The teens who build the iPhones  - cwan
http://tech.fortune.cnn.com/2010/12/24/the-kids-who-build-the-iphones/

======
ErrantX
So, checking the video; looks like some reasonable improvements. And yet, CNN
are spinning the story as "OMG, teens make your iPhone". If I recall
correctly, I spent all summer whilst 17, 18 and 19 working shifts to earn
money for uni/college.

There is a determined effort here to paint conditions as terrible, third world
and oppressive.

I'm not so sure it's accurate. As I commented on the original story (when it
first did the rounds) there is a huge cultural difference between here and
there, so we must judge carefully in these matters. For example; the long
hours are, sure, pretty sucky. But culturally that is how a lot of Chinese
people work; long and hard. Those on my course at university were usually the
last to leave the department at night, for example (3 or 4am sometimes).
That's not to say anyone would _like_ to work this job and want long hours;
but it's a misunderstanding to see that as immediately abusive.

Even worse; China has a huge population problem, one we can't really imagine
facing. What exactly are these people supposed to do to earn money?

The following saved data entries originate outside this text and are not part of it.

PR #342, opened 2020-10-19
Batch of GHA CI updates

dfarrell07:


dfarrell07:
Note that this will require both updates to the GH admin config and the labels.

.github/workflows/e2e-consuming.yml
```diff
@@ -1,16 +1,18 @@
...
-name: E2E Tests (Consuming Projects)
 jobs:
   e2e:
+    name: E2E
     timeout-minutes: 30
     runs-on: ubuntu-latest
     if: |
-      ( github.event.action == 'labeled' && github.event.label.name == 'test-projects' )
-      || ( github.event.action != 'labeled' && contains(github.event.pull_request.labels.*.name, 'test-projects') )
+      ( github.event.action == 'labeled' && github.event.label.name == 'e2e-projects' )
```
tpantelis: https://github.com/submariner-io/submariner-website/blob/master/src/content/contributing/release-process/_index.en.md references `test-projects` so that will need to be changed as well.

tpantelis (approved):

.github/workflows/e2e-consuming.yml
dfarrell07: Good catch @tpantelis, thanks! I sent a PR to update those docs: https://github.com/submariner-io/submariner-website/pull/321.

skitt (approved):

PR #350, opened 2020-11-02
Deploy Lighthouse images

skitt:
... now that it's enabled by default (otherwise the Lighthouse pods
never start in a Shipyard-based deployment).

### DIFF
--- a/scripts/shared/deploy.sh
+++ b/scripts/shared/deploy.sh
@@ -42,6 +42,8 @@ import_image quay.io/submariner/nettest
 import_image quay.io/submariner/submariner
 import_image quay.io/submariner/submariner-route-agent
 [[ $globalnet != "true" ]] || import_image quay.io/submariner/submariner-globalnet
+import_image quay.io/submariner/lighthouse-agent
+import_image quay.io/submariner/lighthouse-coredns
 
 load_deploytool $deploytool
 deploytool_prereqs


nyechiel (approved):

mkolesnik (changes requested):
Actually this doesnt make too much sense.

Projects using lighthouse preload the images, and those that aren't (such as Submariner) need not be concerned with it.

We already discussed it previously and agreed to keep lighthouse logic out of Shipyard.

skitt:
> Actually this doesnt make too much sense.
> 
> Projects using lighthouse preload the images, and those that aren't (such as Submariner) need not be concerned with it.
> 
> We already discussed it previously and agreed to keep lighthouse logic out of Shipyard.

Yup, I remember that, but the problem now is that `make deploy` in Shipyard produces a cluster with broken pods — the Lighthouse pods are deployed but can’t pull their images.

mkolesnik:
> Yup, I remember that, but the problem now is that `make deploy` in Shipyard produces a cluster with broken pods — the Lighthouse pods are deployed but can’t pull their images.

Right, and whats the problem with that specifically?

Also I'm not suite sure why it results in broken pods, if the lighthouse pods point to the original quay.io repo then they should deploy fine as long as the actual image is there.

If you want to deploy stuff with working lighthouse youre not expected to do it from Shipyard anyhow.

I think what we discussed previously with @mangelajo is the actual solution here, allowing specifying overrides of specific images for subctl so only those can be pushed locally and everything else is just taken from Quay (or whatever hub were using). 
https://github.com/submariner-io/submariner-operator/pull/726

skitt:
> > Yup, I remember that, but the problem now is that `make deploy` in Shipyard produces a cluster with broken pods — the Lighthouse pods are deployed but can’t pull their images.
> 
> Right, and whats the problem with that specifically?

It’s disconcerting for developers using `make deploy`.

> Also I'm not suite sure why it results in broken pods, if the lighthouse pods point to the original quay.io repo then they should deploy fine as long as the actual image is there.

That’s the problem though, the pods point to the local registry.

> If you want to deploy stuff with working lighthouse youre not expected to do it from Shipyard anyhow.

I don’t care about Lighthouse when deploying from Shipyard, but I do expect the default deployment to be entirely functional, with no errors from Kubernetes.

> I think what we discussed previously with @mangelajo is the actual solution here, allowing specifying overrides of specific images for subctl so only those can be pushed locally and everything else is just taken from Quay (or whatever hub were using).
> [submariner-io/submariner-operator#726](https://github.com/submariner-io/submariner-operator/pull/726)

OK, that is indeed better.

mangelajo:
May be we (I mean... I) should finish this instead: https://github.com/submariner-io/submariner-operator/pull/726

Yes, there is ample opportunity to abuse such a problem. And, yes, I am sure
it does happen. This sort of reporting is essential in making sure it
_doesn't_ happen wherever we can stop it. But it would be nice to see a little
more common sense (i.e. rationality) applied to the _way_ it is reported.

Of course, such an approach doesn't "sell papers" :)

The real problem here is the huge socio-economic problem China is facing. Not
buying Chinese goods might even be counter-productive. If grass roots action
closes a Chinese factory, what is the impact, and who feels it?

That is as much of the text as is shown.